Deep learning methods for stochastic Galerkin approximations of elliptic random PDEs
Fabio Musco, Andrea Barth
TL;DR
This work tackles stochastic elliptic PDEs with random forcing and diffusion that may vanish or become unbounded, by replacing traditional stochastic Galerkin solvers with deep learning surrogates. It introduces S-GalerkinNet (strong-form residual) and S-RitzNet (weighted weak-form Ritz energy) to approximate the PC spectral coefficients of the stochastic Galerkin expansion, with the latter offering weaker regularity requirements and applicability to log-Gaussian fields. A theoretical key contribution is a Ritz-energy functional with a unique minimizer, guaranteeing a well-posed stochastic Galerkin approximation in the weighted setting. Empirically, the methods demonstrate enhanced training efficiency and scalability on high-dimensional, fully-coupled SG systems, solving challenging problems (including log-normal-type coefficients) on a single GPU within minutes, thus broadening practical applicability of intrusive uncertainty quantification techniques.
Abstract
This work considers stochastic Galerkin approximations of linear elliptic partial differential equations (PDEs) with stochastic forcing terms and stochastic diffusion coefficients, that cannot be bounded uniformly away from zero and infinity. A traditional numerical method for solving the resulting high-dimensional coupled system of PDEs is replaced by deep learning techniques. In order to achieve this, physics-informed neural networks (PINNs), which typically operate on the strong residual of the PDE and can therefore be applied in a wide range of settings, are considered.

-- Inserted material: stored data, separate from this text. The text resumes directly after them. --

Issue #299, opened 2022-01-22
android cmake


wq13718048209:
"react-naitve":"0.63.4"
"react-native-mmkv": "^2.0.0",
My native cmake version is 3.9.2, but it is Android./gradlew build will cause an error  ( CMake 3.9.0 or higher is required.  You are running version 3.6.0-rc2) ,
I don't have the 3.6.0-Rc2 version of Cmake locally, but it will always be installed automatically after bulid ends and an error will be reported,
I tried deleting it, but as soon as the build finished it would come up and give an error. I felt like I was stuck in a loop

mrousavy:
Maybe NDK Version is missing in your app's build.gradle

PR #406, opened 2022-06-07
Force cmake >3.9.0 to fix build issues

JBakerSitesafe:
This project requires at least cmake version 3.9.0 to compile properly, while Android Studio's sdk manager defaults to cmake 3.6.0.

Despite updating cmake both through Android Studio and manually, and configuring my project to use the new versions, the build process was still using 3.6.0. Setting the cmake version and ndk version in my app's build,gradle android along with cmake.dir in gradle.properties did not help.

I believe this is the same issue as #299 

This simple change fixed it on my end, without requiring the library user to hack around with configurations until it works.

### DIFF
--- a/android/build.gradle
+++ b/android/build.gradle
@@ -113,6 +113,7 @@ android {
 
   externalNativeBuild {
     cmake {
+      version "3.9.0+"
       path "CMakeLists.txt"
     }
   }


JBakerSitesafe:
Another fix was upgrading gradle build tools from 3.5.3 to 4.2.2

mrousavy:
Cool! Let's get to master

mrousavy:
Actually - huh - the CI fails to build with your change...

Screenshot 2022-06-13 at 10 24 43

JBakerSitesafe:
Strange; builds fine on my machine, must be a difference in configurations somewhere. I suppose if anyone else has the same issue they should try the change manually themselves or update gradle.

As a second approach, the Deep Ritz method, which is a neural network that minimizes the Ritz energy functional to find the weak solution, is employed. While the second approach only works in special cases, it overcomes the necessity of testing in variational problems while maintaining mathematical rigor and ensuring the existence of a unique solution. Furthermore, the residual is of a lower differentiation order, reducing the training cost considerably. The efficiency of the method is demonstrated on several model problems.